欧州の老舗運送会社が支援する「ピーク・エボリューション」チームは、電動トラックで世界一高い活火山として知られる南米・アンデス山脈のオホス・デル・サラード火山に登り、電気自動車による到達高度6500メートルという世界記録を達成した。走行には車両に搭載するソーラーパネルで発電した電力のみを用いたという。
文/トラックマガジン「フルロード」編集部
写真/Gebrüder Weiss・PEAK EVOLUTION
EVの世界記録を達成
オーストリアに本社を置く老舗運送会社、ゲブルダー・バイスなどが支援する「ピーク・エボリューション」チームが電動車両による到達高度で世界記録を樹立した。
チームはソーラーパネルからエネルギーを得るオフロード用の電動トラックを開発し、南米オホス・デル・サラード火山(標高6893メートル)の6500メートル地点まで到達した。これにより電気自動車による到達高度という世界記録を更新した。

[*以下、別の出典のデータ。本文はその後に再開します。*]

PR #307, opened 2021-03-12
refactor(elements): use listen decorator

### LINKED ISSUE #249: Refactor component listeners
### Describe the bug
Some components define custom event listeners and add them to the element instead of using the stencil Listen()-decorator (e.g. ino-snackbar, ino-dialog, ...). In addition some of those event listeners are not removed within the disconnected lifecycle of the respective component.

### To Reproduce
1. Search for 'addEventListener' in the project 
2. Have a look at the component tsx files in which the event listeners are attached to the element itself
3. In addition check, if the event listeners are removed within the disconnected callback 

### Expected behavior
- the stencil Listen()-decorator is used whenever possible, because it handles the listeners' detachment
- all event listeners are removed in the disconnected lifecycle of the component

### Possible Solution
- substitute custom event listeners by using the Listen()-decorator (if applicable)
- remove custom event listeners within the disconnectedCallback lifecycle

P1NHE4D:
⚙️ **Changes:**
* Removed the event listeners from the `ino-dialog` component since the events were never dispatched due to the missing `data-mdc-dialog-action` attribute (see [mdc-dialog documentation](https://github.com/material-components/material-components-web/tree/master/packages/mdc-dialog#full-screen-dialog))
* Added stencil's `Listen()` decorator to the `ino-tab` and `ino-tab-bar` components

⚠️ **The `Listen()` decorator can not be used in the following components:**
| Component | Reason |
| ----------- | -------- |
| `ino-nav-drawer` | Event listener is attached to a specific target. The only targets supported by `Listen()` are `window`, `document`, and `body`. |
| `ino-chip-set` | Event listener is only attached in specific cases. |
| `ino-datepicker` | Event listener is attached to a specific target. |
| `ino-file-input` | Listens to multiple events at the same time. What is more, some events are only attached if they're supported by the browser. |
| `ino-radio-group` | Listeners are attached to specific targets. |
| `ino-segment-button` | Listeners are only attached if the segment button belongs to a group. |
| `ino-tooltip` | Listeners are attached to specific targets. |

🎟️ **Closes #249**

### DIFF
--- a/packages/elements/src/components/ino-tab-bar/ino-tab-bar.tsx
+++ b/packages/elements/src/components/ino-tab-bar/ino-tab-bar.tsx
@@ -9,7 +9,7 @@ import {
   Prop,
   Watch,
   h, Listen
-} from "@stencil/core";
+} from '@stencil/core';
 
 @Component({
   tag: 'ino-tab-bar',
--- a/packages/elements/src/components/ino-tab-bar/ino-tab-bar.tsx
+++ b/packages/elements/src/components/ino-tab-bar/ino-tab-bar.tsx
@@ -8,8 +8,8 @@ import {
   Host,
   Prop,
   Watch,
-  h,
-} from '@stencil/core';
+  h, Listen
+} from "@stencil/core";
 
 @Component({
   tag: 'ino-tab-bar',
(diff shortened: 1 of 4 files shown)


packages/elements/src/components/ino-tab-bar/ino-tab-bar.tsx
```diff
@@ -8,8 +8,8 @@ import {
   Host,
   Prop,
   Watch,
-  h,
-} from '@stencil/core';
+  h, Listen
+} from "@stencil/core";
```
janivo, line 12: The `'...'` should stay

janivo (changes requested):
Just a really small change

packages/elements/src/components/ino-tab-bar/ino-tab-bar.tsx
P1NHE4D: fixed ✅

janivo (approved):

PR #309, opened 2021-03-24
refactor(elements): replace attribute selectors

### LINKED ISSUE #243: Replace attribute selectors with classes
At some points, we use attribute selectors to style our elements based on properties. For example: https://github.com/inovex/elements/blob/9db4d4f0285bc71bc8c7d5a60586b20b78c2820e/packages/elements/src/components/ino-button/ino-button.scss#L233-L242

We should replace these with classes. This brings the following advantages:
- Code will be shorter because we don't have to check for strings (see example above)
- Increased consistency in stylesheets
- Angular's reflection system won't collide with our styles (see https://github.com/inovex/elements/pull/240)

janivo:
Closes #243

## Proposed Changes

- Replaces all attribute selectors
- Some small improvements to the storybook


P1NHE4D (changes requested):

P1NHE4D:
@janivo Could you resolve the conflicts? 🙂

janivo:
@P1NHE4D: thanks for the heads up. I rebased it. Only things that I had to resolve were the `ino-popover` and `ino-tooltip`.

P1NHE4D (approved):

PR #311, opened 2021-03-26
style(elements|ino-card): add css variables for the background color and border

### LINKED ISSUE #308: ino-card: Add a custom-property to change background color
https://github.com/inovex/elements/blob/ea03f3dc242beb379e70e19406eb2d7e11429086/packages/elements/src/components/ino-card/ino-card.scss#L16-L21

These CSS-Vars are currently only being used for the icon color of the card.
As a consumer, I would expect a CSS-Var which can change the background color of the whole card as well (e.g. for focus or hover styles).

### LINKED ISSUE #334: ino-card: Blue variant of a selected card
In our self onboarding, the selected state on the ino-card is currently displayed with a blue circle (see attachment). This should be integrated into the elements, as it fits very well with the design and would then be consistent with the ino-checkbox.

image

P1NHE4D:
✨ **Features:**
* The background color and border of the card can now be customised using CSS variables

🎟️ **Closes #308** 
🎟️ **Closes #334**

### DIFF
--- a/packages/elements/src/components/ino-card/ino-card.scss
+++ b/packages/elements/src/components/ino-card/ino-card.scss
@@ -21,7 +21,7 @@ ino-card {
   --card-background-color--active: var(--ino-card-background-color--active, #fff);
   --card-background-color--focus: var(--ino-card-background-color--focus, #fff);
   --card-background-color--hover: var(--ino-card-background-color--hover, #fff);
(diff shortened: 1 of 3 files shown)


P1NHE4D:
> The border of the cards look kind of different than before:
> 
> ## Before
> image
> 
> ## After
> image
> 
> Could you check on why this is happening?

Should work now

janivo (approved):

オホス・デル・サラードはアコンカグアに次ぐアンデス山脈の第2峰で、チリの最高峰であり「世界で最も高い活火山」としても知られている。その西稜線を電動のトラックで攻略した。走行に使ったのはソーラーパネルで発電した電気のみだ。これまで電動車両は(トラック以外でも)この高度に到達していない。
ピーク・エボリューションのCEOで開発者のパトリック・コラー氏は次のようにコメントしている。

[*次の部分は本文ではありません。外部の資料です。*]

Issue #1713, opened 2017-05-30
Transform typeclass


leandrob13:
There has been some discussion about adding a typeclass for dealing with `F ~> G` transformations in #1644.  The original proposal was made by @kailuowang in this [gist](https://gist.github.com/kailuowang/ddf4f99a3bd97f150277a0c614e0a6f2) and I materialized it by the name of `Transform`. The example below includes only instances for EitherT and Kleisli.

```scala
import cats.arrow.FunctionK
import cats.data.{EitherT, Kleisli}
import cats.~>

trait Transform[H[_[_], _]] {
  def map[F[_], G[_], A](ha: H[F, A])(f: F ~> G): H[G, A]

  def lift[F[_], G[_]](f: F ~> G): H[F, ?] ~> H[G, ?] =
    new FunctionK[H[F, ?], H[G, ?]] {
      def apply[A](fa: H[F, A]): H[G, A] = map(fa)(f)
    }
}

object Transform {

  implicit def eitherTTransform[E]: Transform[EitherT[?[_], E, ?]] =
    new Transform[EitherT[?[_], E, ?]] {
      def map[F[_], G[_], A](ha: EitherT[F, E, A])(f: F ~> G): EitherT[G, E, A] =
        EitherT[G, E, A](f(ha.value)) //This could be added to EitherT as the F ~> G operation
    }

  implicit def kleisliTransform[E]: Transform[Kleisli[?[_], E, ?]] =
    new Transform[Kleisli[?[_], E, ?]] {
      def map[F[_], G[_], A](ha: Kleisli[F, E, A])(f: F ~> G): Kleisli[G, E, A] =
        ha.transform(f)
    }
}
```
The pattern is apparent in Kleisli since it already implements transform. For the rest of the monad transformers it is not defined as a `F ~> G` and it is confusing given that for `EitherT` and `OptionT` transform mean to bimap/map the inner types. This might be an opportunity to make standard the `F ~> G` operations in MonadTs and solve the confusion for the actual use of `transform`.

edmundnoble:
I can empathize with this requirement, and I would approve a PR that renames the methods to only be `transform` for higher-kinded mapping. However, cats-mtl has something very close to this in the form of `cats.mtl.monad.TransFunctor` and `cats.mtl.monad.LayerFunctor`.

wedens:
This typeclass is better known as `Hoist`.

leandrob13:
[...]

PR #1815, opened 2017-08-10
added `TFunctor` 

### LINKED ISSUE #1812: TFunctor for monad transformers
As a continuation of #1713 and #1492. I am working on a PR

```scala
/**
 * This is an endofunctor in the category of endofunctors in `Skal`.
 *
 * `Skal` is the category of scala types. Functors in `Skal`
 * is encoded as `Functor`. The functors in `Skal` themselves forms
 * a category, let's denote it as `F[Skal]`.
 * In `F[Skal]`, functors of Skal, e.g. `Option[_]` and `Either[E, _]`, are objects,
 * while natural transformations, e.g. `Option ~> Either[E, ?]`, are arrows.
 * A endofunctor in `F[Skal]` maps one set of functors of `Skal` to another
 * set of functors of `Skal` while preserving the structures.
 *
 * For `TFunctor`, the domain is `F[_]`, the codomain is `H[F, _]`, both are
 * functors in `Skal`. The `TFunctor` provides a mapping from the arrows between
 * `F[_]` and `G[_]`, i.e. `F ~> G` to arrows between `H[F, _]` and `H[G, _]`,
 * i.e. `H[F, ?] ~> H[G, ?]`. The `lift` method makes this intention clear.
 *
 * In `cats.core`, examples of such `TFunctor`s are monad transformers such
 * as `OptionT`, `EitherT`
 *
 */
@typeclass trait TFunctor[H[_[_], _]] {
  def map[F[_], G[_], A](h: H[F, A])(f: F ~> G): H[G, A]

  def lift[F[_], G[_]](f: F ~> G): H[F, ?] ~> H[G, ?] =
    λ[H[F, ?] ~> H[G, ?]](hf => map(hf)(f))
}
```

kailuowang:
added instances for 

- `WriterT`
-  `Kleisli`
-  `OptionT`
-  `EitherT`
-  `IdT`
-  `EitherK`
-  `Tuple2K`
-  `Free`
-  `FreeT`
-  `Func`
-  `Nested`
-  `OneAnd`

Fixes #1812, #1713 and #1492. also sort of a continuation of #1620
Any instances I miss? 
~~Question, do we need an instance for `Free`, not sure if there is a use case in the wild.~~

Update: Added instance for `Free`, `EitherK`, `TupleK`, `Func`, `Nested` and `OneAnd`

### DIFF
--- a/core/src/main/scala/cats/TFunctor.scala
+++ b/core/src/main/scala/cats/TFunctor.scala
@@ -1,0 +1,31 @@
+package cats
+
+import simulacrum.typeclass
+
+/**
+ * This is an endofunctor in the category of endofunctors in `Skal`.
+ *
+ * `Skal` is the category of scala types. Functors in `Skal`
+ * is encoded as `Functor`. The functors in `Skal` themselves forms
+ * a category, let's denote it as `F[Skal]`.
+ * In `F[Skal]`, functors of Skal, e.g. `Option[_]` and `Either[E, _]`, are objects,
+ * while natural transformations, e.g. `Option ~> Either[E, ?]`, are arrows.
+ * A endofunctor in `F[Skal]` maps one set of functors of `Skal` to another
+ * set of functors of `Skal` while preserving the structures.
+ *
+ * For `TFunctor`, the domain is `F[_]`, the codomain is `T[F, _]`, both are
+ * functors in `Skal`. The `TFunctor` provides a mapping from the arrows between
+ * `F[_]` and `G[_]`, i.e. `F ~> G` to arrows between `T[F, _]` and `T[G, _]`,
+ * i.e. `T[F, ?] ~> T[G, ?]`. The `lift` method makes this intention clear.
+ *
+ * In `cats.core`, examples of such `TFunctor`s are monad transformers such
+ * as `OptionT`, `EitherT`
+ *
+ */
+@typeclass trait TFunctor[T[_[_], _]] {
+  def mapNT[F[_], G[_], A](h: T[F, A])(f: F ~> G): T[G, A]
+
+  def liftNT[F[_], G[_]](f: F ~> G): T[F, ?] ~> T[G, ?] =
+    λ[T[F, ?] ~> T[G, ?]](hf => mapNT(hf)(f))
+}
+
--- a/core/src/main/scala/cats/TFunctor.scala
+++ b/core/src/main/scala/cats/TFunctor.scala
@@ -25,6 +25,17 @@ import simulacrum.typeclass
 @typeclass trait TFunctor[T[_[_], _]] {
   def mapNT[F[_], G[_], A](h: T[F, A])(f: F ~> G): T[G, A]
 
+  /**
+   * Lift a `F ~> G` to a `T[F, ?] ~> T[G, ?]`.
+   *
+   * {{{
+   * scala> import cats.implicits._, cats.data.OptionT
+   * scala> val lv: List ~> Vector = λ[List ~> Vector](_.toVector)
+   * scala> val olv: OptionT[List, ?] ~> OptionT[Vector, ?] = TFunctor[OptionT].liftNT(lv)
+   * scala> olv(OptionT.liftF(List(1)))
+   * res0: OptionT[Vector, Int] = OptionT(Vector(Some(1)))
+   * }}}
+   */
   def liftNT[F[_], G[_]](f: F ~> G): T[F, ?] ~> T[G, ?] =
     λ[T[F, ?] ~> T[G, ?]](hf => mapNT(hf)(f))
 }
--- a/core/src/main/scala/cats/data/Func.scala
+++ b/core/src/main/scala/cats/data/Func.scala
@@ -31,6 +31,11 @@ object Func extends FuncInstances {
 }
 
 private[data] abstract class FuncInstances extends FuncInstances0 {
+
+  implicit def catsDataTFunctorFoFunc[A]: TFunctor[Func[?[_], A, ?]] = new TFunctor[Func[?[_], A, ?]] {
+    def mapNT[F[_], G[_], B](h: Func[F, A, B])(f: F ~> G): Func[G, A, B] = Func.func(h.run.andThen(f.apply))
+  }
+
   implicit def catsDataApplicativeForFunc[F[_], C](implicit FF: Applicative[F]): Applicative[λ[α => Func[F, C, α]]] =
     new FuncApplicative[F, C] {
       def F: Applicative[F] = FF
--- a/core/src/main/scala/cats/data/Func.scala
+++ b/core/src/main/scala/cats/data/Func.scala
@@ -32,7 +32,7 @@ object Func extends FuncInstances {
 
 private[data] abstract class FuncInstances extends FuncInstances0 {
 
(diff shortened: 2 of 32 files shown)


iravid:
Not sure about the laws but this could work for StateT as well, no?

Get Outlook for iOS<https://aka.ms/o0ukef>
________________________________

kailuowang:
@iravid `StateT`'s inner data has a nested `F[_]`, i.e. `F[S => F[(S, A)]]`, I don't know how to transform that to a `G[S => G[(S, A)]]`using just `F~>G`, any ideas?

iravid:
Ah, you're right - I missed the part where `StateT.transformF` would need to impose more constraints on `T`. Oh well :-)

core/src/main/scala/cats/data/Func.scala
```diff
@@ -31,6 +31,11 @@ object Func extends FuncInstances {
 }
 
 private[data] abstract class FuncInstances extends FuncInstances0 {
+
+  implicit def catsDataTFunctorFoFunc[A]: TFunctor[Func[?[_], A, ?]] = new TFunctor[Func[?[_], A, ?]] {
```
peterneyens: Missing "r" in "foFunc", similarly in "foNested".

edmundnoble:
I don't think we need to provide this type class to have a uniform API. We can just have a uniform API. Type classes are abstractions; unless there's a useful way to abstract over this, I think we should not include it. This is the standard for all other type classes in cats if I'm not mistaken.

kailuowang:
@edmundnoble
The law tests provided by the type class is more thorough than the existing test coverage (e.g. `FreeT ` and `Kleisili`) - also plus many of the instances I added doesn't have a `mapNT` equivalent yet, not to mention the tests, so I would need to duplicate the same tests code for 12 instances.

I think the type class might be able to provide reusable code other than `liftNT` . I am thinking `compose`. I will try implement that and maybe try find more after vacation.

core/src/main/scala/cats/TFunctor.scala
```diff
@@ -0,0 +1,42 @@
...
+ * For `TFunctor`, the domain is `F[_]`, the codomain is `T[F, _]`, both are
+ * functors in `Skal`. The `TFunctor` provides a mapping from the arrows between
+ * `F[_]` and `G[_]`, i.e. `F ~> G` to arrows between `T[F, _]` and `T[G, _]`,
+ * i.e. `T[F, ?] ~> T[G, ?]`. The `lift` method makes this intention clear.
+ *
+ * In `cats.core`, examples of such `TFunctor`s are monad transformers such
+ * as `OptionT`, `EitherT`
+ *
+ */
+@typeclass trait TFunctor[T[_[_], _]] {
```
johnynek: do we need `T[_[_], _]` or would `T[_[_]]` do? I'm not sure what the second parameter is buying us. Maybe I'm missing it. Can't we just ignore the inner value type? Also, wouldn't we have more flexibility only acting on `T[_[_]]`?

edmundnoble: Agreed here. If we had `T[_[_]]` I could come up with a lot more usecases. Maybe call it `FunctorK` then. We'd have to wrap the transformers in `Forall` though, which may mean our unified transform syntax fails to be found implicitly.

johnynek:
+1 for FunctorK. Seems more consistent with cats naming styles.

core/src/main/scala/cats/TFunctor.scala
kailuowang: The main reason I chose `T[_[_], _]` here, is that given any `Functor` `F[_]`,  `T[F, _]` is also a `Functor`. So `T[_[_], _]` can be deemed as a *functor* between the `F[_]` `Functor` and the `T[F, _]` `Functor`. i.e. a *endofunctor* in the category of *endofunctor*s, thus more like a higher kinded `Functor`. 
If you use `T[_[_]]`, then given any `Functor` `F[_]`, `T[F]` isn't a `Functor`, it's a kind * type, not a type constructor. So `T[_[_]]` is a *functor* between `F[_]` `Functor` and kind * type `T[F]`s. That makes it less a high kinded `Functor`. However, you can work around with the parametricity in instance definitions, e.g. for `OptionT`, 
```scala
def functorKInstance[A]: FunctorK[OptionT[?[_], A]]
```
With parametric `A`, we can have a `FunctorK` instance forall `A`s.  In some sense, we may choose to see this set of `FunctorK` instances as a single truely higher kinded *functor*.

Practical use wise, I can't think of any downside of using `T[_[_]]`. The only downside is its awkward encoding of the higher kinded `Functor` - it relies on instance definition. It may have more usecases, one that immediately jumps out is `FunctionK`. So maybe practically it's more useful. 

Now, the fact that we aren't sure about this thing makes me think that maybe we shouldn't place this in `cats-core`. I already have `FunctorK[T[_]]` defined in mainecoon, I could add all these instances there. Or we can create a new `cats-extra` module for this type of less commonly used type class.

sellout: With the example of `FunctionK`, my first thought is that that’s what’s defined incorrectly. We really want `FunctionK[F[_], G[_], A]` and `Forall[FunctionK[F, G, ?]]` for a natural transformation. Then you _do_ have a `FunctorK[FunctionK[F, ?[_], ?]]`. But that might just be crazy talk.

edmundnoble: I'm not sure if "higher-kinded X" is a really rigid term. In my mind, higher-kinded functor could equally well mean a functor from (endofunctors in Scal) to Scal, or a functor from endofunctors in Scal to other endofunctors in Scal. This is my main problem with the `-K` naming scheme; it gets even worse when type classes have multiple type parameters.

As well, the encoding proposed above does not reify that the `A` can vary with the instance remaining valid. The consumer of the instance needs a `Forall[Lambda[A =>FunctorK[OptionT[?[_], A]]]]` to have that fact in hand, and that makes it much more unwieldy, though a type alias could help.

To my mind if we're going to do a cats-extras project we'll want this there.

LukaJCB: I agree with @kailuowang and @edmundnoble, I don't think it's all that useful in cats-core. I'd like to see conformity in Monad Transformers for defining a `mapK` method, but it doesn't need a type class in core IMO.

sellout: > I'm not sure if "higher-kinded X" is a really rigid term.

Absolutely. I don’t think it helps at all. But if `Functor` is really “endofunctor in the category of Scal”, I’d expect `FunctorK` to mean the same thing as `K` in other instances, which basically adds “endofunctors” to the description – i.e., “endofunctor in the category of endofunctors in Scal”.

I’d also be happy with `Functor` being renamed to `Endofunctor` and having `EndofunctorK` and something like `LowerFunctor` (for a functor from the category of endofunctors to the category of Skal).

Also agreed that none of this should be in cats-core. I would like to find some time to work with `-Ykind-polymorphism` and to define these things as specializations of kind-polymorphic endofunctors, etc.

This sort of thing has been started in a few different libraries already – khats (which is too homophonically-named to be useful), Griffins (which never really got off the ground and mostly lives inside a Matryoshka branch), and I think one other that I have forgotten 😕

kailuowang:
Closing this for now since 1.0 already released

「これは単なる電動技術のための記録ではありません。私たちの長年の研究開発と、モビリティの未来のための記録です。この成功により代替駆動技術が注目を集め、鉱山開発をはじめとするオフロード商用車の厳しい輸送環境に活用されることを願っています」。
チームの輸送パートナーでメインスポンサーを務めたのがゲブルダー・バイスで、開始当初から支援を行なっている。資金提供に加えて、欧州のスイスから南米のチリまで車両を運搬した。
同社でコーポレート・ブランド戦略&コミュニケーションを担当するフランク・ハース氏は次のように述べている。
「輸送・ロジスティクス分野で世界最古の企業である弊社は、モビリティの未来にコミットしています。今回の記録達成は、持続可能なモビリティと技術革新への私たちの支援を象徴しており、このチームを誇りに思うとともに、今は記録達成車を安全にスイスに持ち帰ることに専念しています」。
なお、500年を超える歴史を持つゲブルダー・バイスは世界最古の物流企業ともいわれている。
そのルーツは、現在のドイツ南部リンダウから、オーストリア、スイスを経てイタリアのミラノまでヨーロッパアルプスを超えて手紙を運んだ古代の郵便配達人「リンダウのメッセンジャー」とされる。高所への挑戦は創業以来のビジネスというわけだ。